The interface for this model is located in the `emat_verspm.py`
module, which we will import into this notebook. 

In [3]:
import emat_verspm

Let's initialize a database file to store results.

In [4]:
database_path = os.path.expanduser("~/sandbox/ve-rspm-20200727.db")
initialize = not os.path.exists(database_path)
db = emat.SQLiteDB(database_path, initialize=initialize)

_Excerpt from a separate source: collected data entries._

Issue #4850, opened 2021-03-29
Vet Center MVP Dashboard implementation


kevwalsh:
## User Story or Problem Statement

As a Vet Center editor, i want a task-oriented dashboard so that i can edit content quickly.

## Acceptance Criteria

[The design](https://www.figma.com/file/885DMraAi9V2DLJnrIN7Wv/Vet-Centers?node-id=0%3A1) has been implemented as closely as possible in existing theme. 

## Implementation

(Possibly break this up into 3 issues)

Layout builder config for Vet Center dashboard page (@kevwalsh)
- [ ] #4855  

Dashboard switch
- [ ] `hook_entity_view_mode_alter()` to set the view mode based on a Sections product, traverse the parents and find the first parent with an assigned product 

Block types
- [ ] Card with one action, an edit link with anchor, that can detect context to build link
- [ ] Card with two actions View and Edit, that can can detect context to build links
- What to name these? "Content edit task"? 

![Vet_Centers_–_Figma](https://user-images.githubusercontent.com/643678/112855395-bf043300-907c-11eb-9acd-e570d2fa3efb.png)

## Assets

See icons for dashboard [vet-center-dashboard-icons.zip](https://github.com/department-of-veterans-affairs/va.gov-cms/files/6222006/vet-center-dashboard-icons.zip)

cmaeng:
the big picture is to get VC training completed by sprint 30. so if this work is finished by mid-sprint 30 we should be on track.

PR #4994, opened 2021-04-09
VACMS-4850 Vet Center dashboard MVP

ethanteague:
## Description
See #4850

## Testing done
Visual

## Screenshots
image
image
image

## QA steps
As an administrator, go to `/taxonomy/term/190/edit` and choose the product: `Vet Centers`.
- Clear cache, and go to `/section/veterans-health-administration/vet-centers/escanaba-vet-center`
- [ ] Visually verify that you see the new dashboard format (6 cards up top, listing down below)
image

- [ ]  verify view and edit links on the 6 cards work as expected.

- Go to /section/veterans-health-administration/daytona-beach-vet-center
- [ ] verify that only 5 cards appear as there is no locations page created yet for daytona. (fails gracefully)
image

-  Go to a vetcenter section that has no matching node like /section/veterans-health-administration/vet-centers-mvp
image

- [ ] validate that no cards appear and there are no errors  on the page (fails gracefully)
- [ ] Visit a health system section `/section/veterans-health-administration/vamc-facilities/va-salisbury-health-care` and verify that there is no dashboard and it functions as expected 
 image
- [ ] 
imageVisit another administration term page, and visually verify that the default view listing is displayed, e.g.: `/section/veterans-affairs`

CACHING Testing with xdebug:
- [x] Validate that the service is only called once during the initial sectionpage load
- [x] Validate that the block build() function is only called on the first page load.
- [x] Validate subsequent lods of the page do not run the service or the build(). (cached indefinitely)
- [x] Validate cache is only invalidated by cache flush OR editing he section and saving the section.

## Release instructions
- [ ] As an administrator, go to `/taxonomy/term/190/edit` and choose the product: `Vet Centers`.

### Definition of Done

### Select Team for PR review

- [ ] `Core Application Team`
- [x] `Product Support Team`

- [ ] `DO NOT MERGE`

- [ ] `Needs PO review`


docroot/modules/custom/va_gov_dashboards/src/Plugin/Derivative/VcDashboardsBlock.php
```diff
@@ -0,0 +1,133 @@
...
+        ];
+
+        $vc_locations_node_fetch = $this->entityTypeManager->getStorage('node')->loadByProperties([
+          'type' => 'vet_center_locations_list',
+          'field_administration' => $tid,
+        ]);
+        if (!empty($vc_locations_node_fetch)) {
+          $vc_locations_node = reset($vc_locations_node_fetch);
+          $vc_locations_node_id = $vc_locations_node->id();
+          $dash_panels['locations'] = [
```
swirtSJW, line 110: It would be great to consider how we could increase the re-useabiltiy  of this.
It could be as simple as moving the things like the specific term id and the content type to reference in vars at the top in one spot and then use the var and making  the vars uses less "vet center" specific.  Or it could be a little more broad by creating a trait that provides some helpers so we don't have to have so much duplicate code in each of these dashboards.

docroot/modules/custom/va_gov_dashboards/va_gov_dashboards.module
```diff
@@ -0,0 +1,83 @@
...
+      case '285':
+        $product = 'resources_and_support';
+        break;
+
+      case '289':
+        $product = 'vet_center_dashboard';
+        break;
+
+      case '290':
+        echo 'va_gov_homepage';
```
swirtSJW, line 74: ?

docroot/modules/custom/va_gov_dashboards/va_gov_dashboards.module
```diff
@@ -0,0 +1,83 @@
...
+ * Implements hook_entity_view_mode_alter().
+ */
+function va_gov_dashboards_entity_view_mode_alter(&$view_mode, EntityInterface $entity, $context) {
+  if ($entity->getEntityTypeId() === 'taxonomy_term' && $entity->bundle() === 'administration') {
+    // Check for a product id.
+    $product_id = $entity->field_product->getString() ? $entity->field_product->getString() : '';
+    // If we don't have one, traverse parents.
+    if (!empty($product_id)) {
+      $parents = \Drupal::service('entity_type.manager')->getStorage("taxonomy_term")->loadAllParents($entity->id());
+      foreach ($parents as $parent) {
```
swirtSJW, line 56: This assumes parents are returned in order of hierarchy.  Is that how they are returned?

docroot/modules/custom/va_gov_dashboards/va_gov_dashboards.module
```diff
@@ -0,0 +1,83 @@
...
+/**
+ * Implements hook_entity_view_mode_alter().
+ */
+function va_gov_dashboards_entity_view_mode_alter(&$view_mode, EntityInterface $entity, $context) {
+  if ($entity->getEntityTypeId() === 'taxonomy_term' && $entity->bundle() === 'administration') {
+    // Check for a product id.
+    $product_id = $entity->field_product->getString() ? $entity->field_product->getString() : '';
+    // If we don't have one, traverse parents.
+    if (!empty($product_id)) {
+      $parents = \Drupal::service('entity_type.manager')->getStorage("taxonomy_term")->loadAllParents($entity->id());
```
swirtSJW, line 55: I have some concerns about the performance of this on deep terms and how often people will be hitting the this dashboard.   This could be pretty costly.   We may want to kick around some ideas on how to cache this or create a lookup table.

swirtSJW (commented):
Just some thoughts.

docroot/modules/custom/va_gov_dashboards/va_gov_dashboards.module
ethanteague: Yeah, I was kinda feeling that as well, @swirtSJW . I like the idea of a some kind of a flat file / lookup table, but not sure how extensible this would be.

docroot/modules/custom/va_gov_dashboards/src/Plugin/Derivative/VcDashboardsBlock.php
```diff
@@ -0,0 +1,133 @@
...
+  }
+
+  /**
+   * {@inheritdoc}
+   */
+  public function getDerivativeDefinitions($base_plugin_definition) {
+    $dash_panels = [];
+    if ($this->routeMatch->getRouteName() === 'entity.taxonomy_term.canonical' || $this->routeMatch->getRouteName() === 'layout_builder.defaults.taxonomy_term.view') {
+      $vc_node = '';
+      $tid = $this->routeMatch->getRawParameter('taxonomy_term') ? $this->routeMatch->getRawParameter('taxonomy_term') : '392';
```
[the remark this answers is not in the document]
kevwalsh: 392 is Escanaba Vet Center, one of 300 Vet Centers. Is that here as an example?  I didn't think TIDs would be in the code, since the trigger is in the content layer.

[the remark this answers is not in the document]
ethanteague: That's right, @kevwalsh.

docroot/modules/custom/va_gov_dashboards/va_gov_dashboards.module
ethanteague: D'oh! Thanks for catching that (typo), @swirtSJW !

docroot/modules/custom/va_gov_dashboards/va_gov_dashboards.module
ethanteague: Yep. I just tested by throwing a breakpoint in that foreach (after removing the break statement in the loop for testing), and checking the id returned at each iteration. Went like this: `392 (Escanaba) -> 699 (Vet Centers MVP) -> 190 (Vet Centers) -> 3 (Veterans Health Administration)`

docroot/modules/custom/va_gov_dashboards/va_gov_dashboards.module
ethanteague: Wondering if the lookup will happen every time the page is hit, @swirtSJW ? Won't the block cache that I have setup (using the term tag) serve this as static content?

docroot/modules/custom/va_gov_dashboards/src/Plugin/Derivative/VcDashboardsBlock.php
ethanteague: @swirtSJW | @kevwalsh 
Agreed - I would like to get a feel for what future dashboards are gonna look like. My thinking is, I would like to make a trait that is generic enough to allow for different panel implementations (fields, etc.). Do either of you all know what kind of stuff we are going to have in other dashboards? If this is still kinda fluid, I'm wondering if I can punt on this until we get other dash implementations a bit more nailed down?

docroot/modules/custom/va_gov_dashboards/src/Plugin/Derivative/VcDashboardsBlock.php
```diff
@@ -0,0 +1,164 @@
...
+   *   The term id.
+   *
+   * @return mixed
+   *   Node object or null if empty.
+   */
+  private function getCorrespondingNode(string $content_type, string $tid) {
+    $node = NULL;
+    $vc_node_fetch = $this->entityTypeManager->getStorage('node')->loadByProperties([
+      'type' => 'vet_center',
+      'field_administration' => $tid,
```
swirtSJW, line 65: On line 129 you create the possiblilty that $tid might be empty,   Here would be where you want to be defensive about what should or should not happen if it is empty.

docroot/modules/custom/va_gov_dashboards/src/Plugin/Derivative/VcDashboardsBlock.php
swirtSJW: Fair enough, lets make dashboard number 2 require  more abstraction of this.

swirtSJW (changes requested):
I am interrupted on my review so it is not complete, but wanted to get this in.

docroot/modules/custom/va_gov_dashboards/va_gov_dashboards.module
swirtSJW: It should, but we need to validate that hypothisis reloading the page with the debugger running and a breakpoint set in what should not be running repeatedly

docroot/modules/custom/va_gov_dashboards/src/Plugin/Derivative/VcDashboardsBlock.php
```diff
@@ -0,0 +1,167 @@
...
+   *   The bundle.
+   * @param string $tid
+   *   The term id.
+   *
+   * @return mixed
+   *   Node object or null if empty.
+   */
+  private function getCorrespondingNode(string $content_type, string $tid) {
+    if (empty($tid)) {
+      return;
```
swirtSJW, line 63: This has to come after where you set $node = null and then it has to return $node.

docroot/modules/custom/va_gov_dashboards/src/Plugin/Derivative/VcDashboardsBlock.php
```diff
@@ -0,0 +1,167 @@
...
+
+  /**
+   * The entity type manager.
+   *
+   * @var \Drupal\Core\Entity\EntityTypeManagerInterface
+   */
+  protected $entityTypeManager;
+
+  /**
+   * {@inheritdoc}
```
swirtSJW, line 33: Because of what you did in the create, you are overriding the parameters from the base class, so you can't just inherit the doc.  So the docblock has to be explicit.

docroot/modules/custom/va_gov_dashboards/src/Plugin/Block/VcDashboardsBlock.php
```diff
@@ -0,0 +1,87 @@
...
+
+  /**
+   * The entity type manager.
+   *
+   * @var \Drupal\Core\Entity\EntityTypeManagerInterface
+   */
+  protected $entityTypeManager;
+
+  /**
+   * {@inheritDoc}
```
swirtSJW, line 37: You are altering what gets passed in via the create, so you have to explicitly declare the docblock for the constructor. It can't be inherited.

docroot/modules/custom/va_gov_dashboards/src/Plugin/Derivative/VcDashboardsBlock.php
```diff
@@ -0,0 +1,167 @@
...
+   * @return mixed
+   *   Node object or null if empty.
+   */
+  private function getCorrespondingNode(string $content_type, string $tid) {
+    $node = NULL;
+    if (empty($tid)) {
+      return $node;
+    }
+    $vc_node_fetch = $this->entityTypeManager->getStorage('node')->loadByProperties([
+      'type' => 'vet_center',
```
swirtSJW, line 67:
```suggestion
      'type' => $content_type,
```

swirtSJW (changes requested):
Super minor stuff that needs resolving.

ethanteague:
@swirtSJW - derivatives are creating caching issues. If I move Nashville under Escanaba for the former to inherit the dashboard product treatment of the latter, the blocks created in the derivative get stuck on the term page first viewed after cache clear, so if you load Escanaba after viewing Nashville, you will see links to Nashville vc on Escanaba. 

From what I'm reading, there are a couple/few issues 
(e.g.: https://www.drupal.org/project/drupal/issues/2880682, https://www.drupal.org/project/drupal/issues/3001284)
with derivatives and how caching is handled by said api. To confirm that this behavior is associated with derivative controlled blocks, I created a new, singular block (not under purview of our derivative class), and added logic to output the vc nid associated with the current page term = correct nid is always returned.

So, I'm not sure about the best path forward. I realize that derivatives are the de facto solution for creating block multiples of similar content, but I'm not sure it's capable of handling our use case. I could pretty easily break each of these derivatives into their own block classes and place them in layout builder (probably an hour of work), but wanted to get your thoughts, first.

I updated this pr with Kaise's stuff, as well as the things you and I worked on, yesterday, and a couple of other issues I found when testing.

cc: @kevwalsh

swirtSJW:
@ethanteague  Interesting.  I just noticed we lost the dual view  and edit links.
spec
image


current
image


I don't think that was anything I touched, but I'll have to look into it.

swirtSJW:
I found the issue with the missing links.  They are restored now.

kevwalsh:
I did some clicking around from https://pr4994-ktrcnvwibjve1xd1v2cabeky6va0snm5.ci.cms.va.gov/section/veterans-health-administration/vet-centers-mvp and it looks good. 

It would be great to merge #5089 after this because it's dashboard related. 

We also spun out #5110 into its own issue. Not critical, but it's the next up that's related.

kevwalsh (approved):
QA pass!

acrollet:
minor note: I clicked to https://pr4994-ktrcnvwibjve1xd1v2cabeky6va0snm5.ci.cms.va.gov/section/veterans-health-administration/vet-centers-mvp and it's accessible to anonymous users - not sure if that's desired or not?

swirtSJW:
image

swirtSJW:
@acrollet Good spotting that issue.  It is not related to this PR as the sections taxonomy is available to anon users now.   I believe that is intentional, but I don't have the history on the rationale.    Here is an example from staging.
image

acrollet:
@swirtSJW good deal!

swirtSJW:
Will merge as soon as tests finish.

Within this module, you will find a definition for the 
`VERSPModel` class.  We initialize an instance of the model interface object.

In [5]:
fx = emat_verspm.VERSPModel(db=db)



## Single Run Operation for Development and Debugging

Before we take on the task of running this model in exploratory mode, we'll
want to make sure that our interface code is working correctly. To check each
of the components of the interface (setup, run, post-process, load-measures,
and archive), we can run each individually in sequence, and inspect the results
to make sure they are correct.

### setup

This method is the place where the core model *set up* takes place,
including creating or modifying files as necessary to prepare
for a core model run.  When running experiments, this method
is called once for each core model experiment, where each experiment
is defined by a set of particular values for both the exogenous
uncertainties and the policy levers.  These values are passed to
the experiment only here, and not in the `run` method itself.
This facilitates debugging, as the `setup` method can be used 
without the `run` method, as we do here. This allows us to manually
inspect the prepared files and ensure they are correct before
actually running a potentially expensive model.

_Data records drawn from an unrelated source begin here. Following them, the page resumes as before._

Issue #4926, opened 2021-04-05
Configure Lando for memcache


acrollet:
## Acceptance Criteria
- [ ] Memcache is configured to be on by default
- [ ] Create manual method to disable memcache for debugging (can be just docs)
- [ ] Process to enable/disable memcache is created & documented

indytechcook:
POC: https://github.com/department-of-veterans-affairs/va.gov-cms/pull/4756

PR #5015, opened 2021-04-12
VACMS 4926: Enables memcache support on Lando.

ndouglas:
## Description

See #4926.  In accordance with updated ACs, this is enabled by default.  Opening a PR early to assist in work/debugging elsewhere, but it shouldn't be merged yet.  I assume (but haven't tested) that the config:import and possible composer installs will fail if the `memcache` module isn't in place at the time.

As far as I can tell, checking whether the `memcache` extension is loaded in `settings.lando.php` is sufficient for determining whether the cache should be in DB or memcache, so the `memcache-on` and `memcache-off` Lando commands can be fairly simple.  I threw a non-skippable cache-rebuild in there.  It might be worth throwing that into a bash script and adding an argument to allow skipping it, but given that this is a development environment I think the possible issues from _not_ rebuilding the cache after changing the location of the cache make this a reasonable decision.

To Do:
- [x] set up for locks
- [x] set up session management (this seems to not need to be handled explicitly because Drupal uses Symfony's session management, unless I'm missing something)
- [x] make sure installation works unattended (currently prompts for session support)

## Testing done
Rebuilding and clicking around.

## Screenshots
With the `memcache` module enabled (by `lando memcache-on`), indicating that information is being read from and written to memcache:
Screen Shot 2021-04-12 at 4 40 52 PM

**EDIT**: Originally included the wrong screenshot 😩 

With the `memcache` module disabled (by `lando memcache-off`), indicating that the site continues to function and that information is _not_ being read from or written to memcache:
Screen Shot 2021-04-12 at 4 42 17 PM

## QA steps

1. Do this
1. Then that
- [ ] This
- [ ] That
- [ ] The other thing

### Definition of Done

### Select Team for PR review

- [x] `Core Application Team`
- [ ] `Product Support Team`

- [x] `DO NOT MERGE`

- [ ] `Needs PO review`


.lando.yml
```diff
@@ -36,6 +36,7 @@ services:
       # cypress-axe dependencies - https://docs.cypress.io/guides/getting-started/installing-cypress.html#System-requirements
       - "apt-get install libgtk2.0-0 libgtk-3-0 libgbm-dev libnotify-dev libgconf-2-4 libnss3 libxss1 libasound2 libxtst6 xauth xvfb -y"
       - .lando/scripts/blackfire-init.sh
+      - pecl install memcache-4.0.5.2 && docker-php-ext-enable memcache
```
indytechcook, line 39: This shouldn't be needed

ndouglas: The `memcache` module needs to be installed.

indytechcook: I had it working on lando without it.

ndouglas: Screen Shot 2021-04-14 at 9 20 56 AM

ndouglas: Were you perhaps using `memcached`?

indytechcook: Anything is possible.

indytechcook:
Testing this local.  After a `lando composer nuke` and a `lando rebuild` and a `./scripts/sync_db.sh`:

image

Ran `lando memcache-off` and the cache was still enabled

image

I also monitored the number of commands that ran and and they did increase when memcache was supposed to be not be enabled.

ndouglas:
D'oh, it just falls back to using `memcached`, which Lando installs by default (as mentioned above) 🤦  I added a line to remove the `memcached` configuration and reload Apache, and now get appropriate errors.

indytechcook (approved):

Each input exogenous uncertainty or policy lever can potentially
be used to manipulate multiple different aspects of the underlying
core model.  For example, a policy lever that includes a number of
discrete future network "build" options might trigger the replacement
of multiple related network definition files.  Or, a single uncertainty
relating to the cost of fuel might scale both a parameter linked to
the modeled per-mile cost of operating an automobile and the
modeled total cost of fuel used by transit services.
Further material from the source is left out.